沿途的尸体越来越多了,有时走上百十步就能碰上一具,老赵头想,说不定哪一刻,自己也会一下倒毙在地上,成为这众多尸体中的一具。

早就断粮了。他们只好刨野芋,刨芭蕉根充饥。饥饿使他忘记了一切危险,他吃起什么都肆无忌惮。结果,昨日宿营时他发现:自己浑身上下开始浮肿,皮肉像发酵似的,手一按就是一个青紫的坑。曲萍胆小,不敢吃那些乱七八糟的东西。她只用大树叶子接雨水或露水喝,偶尔打到蛇,才吃点蛇肉。尚武强也很小心,野芭蕉根根本不敢吃,实在饿得受不了了,也只冒险尝尝野芋头块。可尚武强却活得比他和曲萍好,说话的嗓门依然很大,走起路来精神也挺足的,他因此而怀疑,这位上校长官身上还藏着什么食物。

他不敢说,更不敢向尚武强谋求生存的平等。一直顶在头上的白铁锅,他早就想扔了,尚武强却不让。尚武强要用这锅烧水喝,泡着尸体的水,他不敢生喝,他还要烧水烫脚哩!他活得认真而又仔细,对自己的生命极其负责。他却不说他是为了自己,而说是为了大家!

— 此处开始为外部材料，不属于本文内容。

PR #1212, opened 2017-05-08
Implement WebGL::VertexArrayObject extension

MortimerGoro:
This change is [Reviewable](https://reviewable.io/reviews/servo/webrender/1212)

### DIFF
--- a/webrender_traits/src/webgl.rs
+++ b/webrender_traits/src/webgl.rs
@@ -63,6 +63,7 @@ pub enum WebGLCommand {
     FramebufferRenderbuffer(u32, u32, u32, Option<WebGLRenderbufferId>),
     FramebufferTexture2D(u32, u32, u32, Option<WebGLTextureId>, i32),
     GetBufferParameter(u32, u32, MsgSender<WebGLResult<WebGLParameter>>),
+    GetExtensions(MsgSender<String>),
     GetParameter(u32, MsgSender<WebGLResult<WebGLParameter>>),
     GetProgramParameter(WebGLProgramId, u32, MsgSender<WebGLResult<WebGLParameter>>),
     GetShaderParameter(WebGLShaderId, u32, MsgSender<WebGLResult<WebGLParameter>>),
@@ -124,6 +125,9 @@ pub enum WebGLCommand {
     Finish(MsgSender<()>),
     Flush,
     GenerateMipmap(u32),
+    CreateVertexArray(MsgSender<Option<WebGLVertexArrayId>>),
+    DeleteVertexArray(WebGLVertexArrayId),
+    BindVertexArray(Option<WebGLVertexArrayId>),
 }
 
 #[cfg(feature = "nightly")]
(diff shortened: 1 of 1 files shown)


webrender_traits/src/webgl.rs
```diff
@@ -973,6 +994,16 @@ impl WebGLCommand {
         chan.send(shader).unwrap();
     }
 
+    fn create_vertex_array(gl: &gl::Gl, chan: MsgSender<Option<WebGLVertexArrayId>>) {
+        let vao = gl.gen_vertex_arrays(1)[0];
+        let vao = if vao == 0 {
```
kvark: is this a valid return value for the `gen_vertex_array`?

MortimerGoro: I think that it can return 0 in situations where the GLContext is not correctly set. Also, maybe some GPUs have some limits for the quantity of VAOs that can be created. 

A similar check is done in other crate calls like create_framebuffer, create_texture.

kvark: That doesn't sound like a case where we just check for the returned ID then.
> I think that it can return 0 in situations where the GLContext is not correctly set

Shouldn't it be forbidden to do any GL calls in this case?

> maybe some GPUs have some limits for the quantity of VAOs that can be created

That would be a GL error then. What is our WebGL implementation policy with regards to GL errors?

> A similar check is done in other crate calls like create_framebuffer, create_texture.

Thanks for pointing this out. I'd like to investigate further.

MortimerGoro: > Shouldn't it be forbidden to do any GL calls in this case?

Yes. It must be checked in the Servo WebGL implementation. It's possible to call WebGL methods when a context is lost (e.g. a notification when the app is in background) but those calls should be discarted by the WebGLRendeirngContext and don't arrive here.

> That would be a GL error then. What is our WebGL implementation policy with regards to GL errors?

Most of the errors are detected without calling the driver following the rules defines in WebGL spec. Other than that,  the WebGL developer should be responsible for calling getError() and act accordingly.

> Thanks for pointing this out. I'd like to investigate further.

The WebGL spec uses nullable return values for createTexture, createFramebuffer, etc. One of the reason is because of the possibility of calling the methods with a lost context. I don't find anything about other kind of errors to return null values. I think that @emilio implemented the check for create_xxx calls, do you know any other case where it can be 0/null is a valid value?

kvark:
Thanks for clarifications @MortimerGoro !
If you don't mind, I'm going to yield to @emilio in handling this.

webrender_traits/src/webgl.rs
emilio: Hmm, I unfortuntately don't remember why I added those checks.

That being said, we right now panic if we detect any gl error in the way, so I don't think this should be a safety problem.

This looks fine to me for now, since it's consistent with the rest of the code, if those checks need to be removed, and we need to check for `gl::get_error()` instead, we can do it in a separate patch.

Issue #1206, opened 2017-05-05
Shader compilation error on some windows hardware


staktrace:
In [this try push](https://treeherder.mozilla.org/#/jobs?repo=try&revision=db7e9f22bb8ab7da5820bdd071cedde86d894219) the windows 8 mochitest-bc failures happen because WR fails to startup. The log has this shader compilation error:

```
WebRender - OpenGL version new OpenGL ES 3.0 (ANGLE 2.1.0.dec065540d5f)
...
08:11:31     INFO - GECKO(4672) | Failed to link shader program: C:\fakepath(2369,1-2): error X3004: undeclared identifier 's3'
08:11:31     INFO - GECKO(4672) | Warning: D3D shader compilation failed with default flags. (vs_5_0)
08:11:31     INFO - GECKO(4672) |  Retrying with skip validation
08:11:31     INFO - GECKO(4672) | C:\fakepath(2369,1-2): error X3004: undeclared identifier 's3'
08:11:31     INFO - GECKO(4672) | Warning: D3D shader compilation failed with skip validation flags. (vs_5_0)
08:11:31     INFO - GECKO(4672) |  Retrying with skip optimization
08:11:31     INFO - GECKO(4672) | C:\fakepath(2369,1-2): error X3004: undeclared identifier 's3'
08:11:31     INFO - GECKO(4672) | Warning: D3D shader compilation failed with skip optimization flags. (vs_5_0)
08:11:31     INFO - GECKO(4672) | Failed to create D3D shaders.
```

Note however that this compilation failure happens pretty late in the log. AFAICT WebRender is initialized numerous times before that successfully. It might just be a shader that we're loading lazily and only gets loaded by particular tests.

Also note that the regular mochitest suite in the same try push must be running on different hardware because it seems to start WR just fine.

mephisto41:
I had same problem here. mark [1] and [2] fixed problem but I didn't know why. Maybe dump the d3d shader code which is generated by ANGLE to see what happened here.

[1]: https://github.com/servo/webrender/blob/master/webrender/res/ps_border_edge.vs.glsl#L45
[2]: https://github.com/servo/webrender/blob/master/webrender/res/ps_border_edge.vs.glsl#L48

mephisto41:
This is compiled shader for ```write_color```

void _write_color_float4(in float4 _color, in float _style, in bool _flip)
{
float2 _modulate = {0, 0};
switch (ivec1(_style)) {
case (6):
s3;
if (_flip)
{
[...]

PR #1214, opened 2017-05-09
Add the shader name to link errors.

nical:
Very simple change that should help with figuring out issues like #1206.

r? @kvark

---
This change is [Reviewable](https://reviewable.io/reviews/servo/webrender/1214)


webrender/src/device.rs
```diff
@@ -860,7 +860,7 @@ pub struct Capabilities {
 #[derive(Clone, Debug)]
 pub enum ShaderError {
     Compilation(String, String), // name, error mssage
```
kvark: should really use the named fields here instead of the comments

PR #1215, opened 2017-05-09
Expand gitignore to include common editor metadata files

mrobinson:
This change is [Reviewable](https://reviewable.io/reviews/servo/webrender/1215)

### DIFF
--- a/.gitignore
+++ b/.gitignore
@@ -1,4 +1,18 @@
 target/
 *~
 *#
+
+# Editors
+*.swp
+*.swo
+
+# IntelliJ
+.idea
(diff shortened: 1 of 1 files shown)


kvark:
Looks reasonable
@bors-servo r+

kvark:
Mac is still stubborn. Retrying.
@bors-servo retry

metajack:
Not a big deal, but usually I put these in the global .gitignore on my machine instead of in every project's .gitignore.

mrobinson:
@metajack Thanks for the tip!

PR #1220, opened 2017-05-09
UNIX font rendering rework

### LINKED ISSUE #1224: Glyph width sometimes incorrectly computed in unix/font.rs
when generating a glyph with mode ```FT_PIXEL_MODE_LCD``` we appear to unconditionally add two pixels to the glyph_width for the extra sub-pixels on each side of the glyphs. It turns out freetype doesn't always render a bitmap with these two extra pixels. As a result the reported width is bigger than it should be and we only crash much farther when we are about to upload the glyph in device.rs and check that the buffer size is large enough.

I have a fix in the making.

kvark:
Addresses https://github.com/servo/servo/issues/16763
Fixes #1224

cc @changm 
r? @glennw

---
This change is [Reviewable](https://reviewable.io/reviews/servo/webrender/1220)

### DIFF
--- a/webrender/src/platform/unix/font.rs
+++ b/webrender/src/platform/unix/font.rs
@@ -13,9 +13,9 @@ use freetype::freetype::{FT_Library, FT_Set_Char_Size};
 use freetype::freetype::{FT_Face, FT_Long, FT_UInt, FT_F26Dot6};
 use freetype::freetype::{FT_Init_FreeType, FT_Load_Glyph, FT_Render_Glyph};
 use freetype::freetype::{FT_New_Memory_Face, FT_GlyphSlot, FT_LcdFilter};
-use freetype::freetype::{FT_Done_Face};
+use freetype::freetype::{FT_Done_Face, FT_Error};
 
-use std::{mem, ptr, slice};
+use std::{cmp, mem, ptr, slice};
 use std::collections::HashMap;
 
 struct Face {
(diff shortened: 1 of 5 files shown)


webrender/src/platform/unix/font.rs
```diff
@@ -153,93 +166,81 @@ impl FontContext {
...
+        let dimensions = Self::get_glyph_dimensions_impl(slot).unwrap();
         let bitmap = unsafe { &(*slot).bitmap };
-        let metrics = unsafe { &(*slot).metrics };
-        let glyph_width = (metrics.width >> 6) as i32;
-        let glyph_height = (metrics.height >> 6) as i32;
-        let mut final_buffer = Vec::with_capacity(glyph_width as usize *
-                                                  glyph_height as usize *
+        let pixel_mode = unsafe { mem::transmute(bitmap.pixel_mode as u32) };
+        info!("Rasterizing {:?} as {:?} with dimensions {:?}", key, render_mode, dimensions);
+        // we may be filling only a part of the buffer, so initialize the whole thing with 0
```
kvark: this is a leftover comment, I'll remove it when applying the other fixes a reviewer may request

glennw:
@kvark This does seem to be causing issues in the servo reftests unfortunately. It looks like a few stray pixels in glyph runs - quite intermittent (I'm seeing failures each test run, but on different tests).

老赵头心中清楚得很,这“大家”只是个幌子,在三人组成的“大家”中,只有尚武强是主人,他和曲萍都是奴仆,他又是两个奴仆中最卑贱的一个。吴胜男科长说的那种叫“尊严”的玩意儿.在这非人的生存环境中根本不存在,在他身上更不存在。他命中注定了一辈子要为那些有尊严或曾有过尊严的人们做牛马,直至他永远告别人间的那一天为止。他认命了。他亲眼看到,过去曾有过尊严的曲萍姑娘比他的处境也好不了多少.他还有什么理由不认命呢?曲萍一路上被尚武强糟践了好几次.他知道。他看到她悄悄的哽咽,默默地流泪,他无能为力.更帮不了她。